For a newcomer, I think these approaches are much easier to understand than the approach using spectral representations - the building blocks here are much more familiar, and their combination feels very natural. I wonder if there is a way to re-order the presentation to begin with these friendlier techniques? I know that the spectral approach and ChebNets came first, but I think there’s some value in giving the reader a monotonic increase in complexity over the course of the article.
“Interactive Graph Neural Networks“
This is really the highlight of the whole article. Really great work.
“once a suitable loss function L is defined:“
I think most readers will not be confused here, but we should be careful about re-using L to mean loss instead of laplacian. Maybe a script L or something could be used to distinguish them?
“In this spirit, [20] defines a minimal 3-layer CNN model that can solve the Game of Life Problem perfectly. However, they find that only CNN models with many more parameters can actually find the optimal solution consistently, when trained with stochastic gradient descent.”
These sentences are a little confusing. It might be better to say something like the paper defines an architecture with sufficient capacity to model Game of Life Problem with hand crafted weights, but SGD struggles to discover that solution from random initialization.
“The Game of Life”
In general, I’m not terribly impressed by this section of the paper. I don’t feel like I’m learning a lot about how GCNs work from these results. I think the underlying message should be something like, on a pixel grid, a GCN is a subset of what a CNN can represent (I think the GCN is essentially enforcing that the weights of neighboring pixels all have the same value?). It might be instructive to drill down into the weights learned by the GCN and show what they look like as a CNN, compared to a similarly-behaving CNN example.
The best seed/worst seed visualization feels a little odd. I guess the point is that the two architectures have similar bad local optima that they can get trapped in, but it feels like a sort of hand-wavy comparison to say that the behavior on the worst-performing seeds is qualitatively similar.
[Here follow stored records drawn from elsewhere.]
PR #683, opened 2018-01-09
update broken dependencies

tobiasandersen:
This should get the examples running properly again.

### DIFF
--- a/examples/App.js
+++ b/examples/App.js
@@ -124,7 +124,9 @@ class Example extends React.Component {
           </div>
         </div>
         <div className="docs">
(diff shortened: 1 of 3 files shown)


examples/App.js
```diff
@@ -124,7 +124,9 @@ class Example extends React.Component {
           </div>
         </div>
         <div className="docs">
-          <Intro className="contain section" />
+          <div className="contain section">
```
tobiasandersen: `className` was dropped `markdown-jsx-loader`, so had to do this...

PR #684, opened 2018-01-09
fix inRange check

tobiasandersen:
Currently no events are rendered in the day view, this should fix that.


tobiasandersen:
Guess I was a bit too quick here, since some tests are failing...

I’m not sure exactly how I would improve this section, but I think the biggest thing it needs is a clear thesis about what lesson the reader should learn from this experiment, and be restructured a bit to more directly serve that thesis.
“Practical Techniques for GNNs”
It may be helpful to add a sentence here noting that CNNs can take advantage of efficient vectorized convolution on GPUs, and that we’d like to do the same for graph networks, just to give a little more clarity as to what is meant by “practical techniques”.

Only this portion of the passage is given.